Colloquium d'informatique UPMC Sorbonne Universités : Tony Hoare le 26/11
18 Novembre 2013
Catégorie : Journée d étude
C'est avec plaisir que nous vous convions à assister au prochain Colloquium d'informatique UPMC Sorbonne Universités :
LAWS OF CONCURRENT SYSTEM DESIGN
Sir Charles Antony Richard (aka Tony) Hoare
Microsoft Research Cambridge
Ce colloquium s'adresse à un public large, et est ouvert à tous les chercheurs et étudiants en informatique. L'exposé sera en anglais.
L'exposé aura lieu :
Mardi, 26 Novembre 2013 à 18:00
Université Pierre et Marie Curie -- (attention changement d'amphi)
Campus de Jussieu, 4, place Jussieu, 75005 Paris
Pour y aller :
La conférence sera diffusée en direct sur http://video.upmc.fr/direct.php?id=direct_colloquium_lip6, et sera accessible en différé, quelques jours plus tard, à partir de colloquium.lip6.fr.
Un cocktail est, en principe, prévu à 17h15, en prélude à la conférence. Il sera confirmé par la suite.
Tony Hoare is one of the founders of modern informatics. He invented pre/post-condition logic, Quicksort, monitors and CSP, and was a pioneer of concurrent programming.
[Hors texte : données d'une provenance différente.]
PR #150, opened 2022-05-25
Update search attribute sample

lorensr:
Doesn't build yet. I'll test and merge after this is merged & released: https://github.com/temporalio/sdk-typescript/pull/657


search-attributes/src/workflows.ts
```diff
@@ -1,3 +1,14 @@
+import { upsertSearchAttributes, workflowInfo } from '@temporalio/workflow';
+
+// @@@SNIPSTART typescript-search-attributes-workflow
 export async function example(): Promise<string> {
-  return 'hello workflow';
+  const customInt = (workflowInfo().searchAttributes?.CustomIntField[0] as number) || 0;
+  upsertSearchAttributes({
```
bergundy, line 6: Show how to delete (set to `[]`) and show that you can read modified search attributes

search-attributes/src/workflows.ts
```diff
@@ -1,3 +1,14 @@
+import { upsertSearchAttributes, workflowInfo } from '@temporalio/workflow';
+
+// @@@SNIPSTART typescript-search-attributes-workflow
 export async function example(): Promise<string> {
-  return 'hello workflow';
+  const customInt = (workflowInfo().searchAttributes?.CustomIntField[0] as number) || 0;
```
bergundy, line 5: Aren't search attributes always defined on workflowInfo? They should be

search-attributes/src/client.ts
```diff
@@ -4,24 +4,25 @@ import { example } from './workflows';
...
       CustomBoolField: [true],
-      CustomDoubleField: [3.14],
       CustomDatetimeField: [new Date()],
       CustomStringField: [
         'String field is for text. When query, it will be tokenized for partial match. StringTypeField cannot be used in Order By',
       ],
     },
   });
+
+  const { searchAttributes } = await handle.describe();
```
bergundy, line 22: Wait for workflow to complete first

search-attributes/src/workflows.ts
lorensr: Shall we set to empty object on start? 
image

search-attributes/src/client.ts
lorensr: This snippet is just meant to show start & describe—not that upsert works.

lorensr: Added more output below this line to clarify

bergundy: We typically don't leave workflows hanging in samples and tests

search-attributes/src/workflows.ts
bergundy: Yes

search-attributes/src/client.ts
bergundy: I see you're now waiting for workflow to complete

search-attributes/src/client.ts
```diff
@@ -4,24 +4,26 @@ import { example } from './workflows';
...
     searchAttributes: {
-      CustomIntField: [2], // update CustomIntField from 1 to 2, then insert other fields
-      CustomKeywordField: ['Update1'],
+      CustomIntField: [2],
+      CustomKeywordField: ['keywordA', 'keywordB'],
       CustomBoolField: [true],
-      CustomDoubleField: [3.14],
       CustomDatetimeField: [new Date()],
       CustomStringField: [
         'String field is for text. When query, it will be tokenized for partial match. StringTypeField cannot be used in Order By',
```
bergundy, line 17:
```suggestion
        'String field is for text. When queried, it will be tokenized for partial match. StringTypeField cannot be used in Order By',
```

bergundy (approved):
We should also show how to create search attributes using the operator API

search-attributes/src/workflows.ts
bergundy: Looking at the sample code, I'd make the SearchAttributes type `Record<string, SearchAttributeValue | undefined>` so TS doesn't assume that any key will be present in the map

lorensr: Yeah. https://github.com/temporalio/sdk-typescript/pull/738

He is a Fellow of the Royal Society since 1982 and was awarded the ACM Alan Turing Prize in 1980, the Kyoto Prize in 2000, and the John von Neumann medal in 2011.
Colloquium: Laws of concurrent system design
The algebraic laws that govern the behaviour of concurrent systems, with both sequential and concurrent composition, are as simple as the familiar laws of arithmetic learnt at school. They are strong enough to derive the structural rules of Hoare logic, which were designed as a proof system for verification of programs. They also derive the rules of O'Hearn's separation logic. They also derive the rules of a structural operational semantics, such as those used by Milner to define validity of an implementation of CCS. The laws are simpler than each of these calculi separately, and stronger than both of them combined.
The laws are satisfied by a simple graph model of the behaviour of a concurrent system, in which basic actions are nodes, connected by arrows that represent dependency between actions. Such a graph might be produced by a testing tool to help reveal the causes of an error, and decide what to do about it. The model is highly generic, and can be used for systems with different basic actions, expressed in different languages, and at different levels of granularity and abstraction.
I speculate that one day algebraic laws such as these will be accepted as a scientific and semantic basis for a Design Automation toolkit for systems engineering. Its tools will include system verification, program analysis, program generation, compilation and optimisation, test case generation, and error analysis.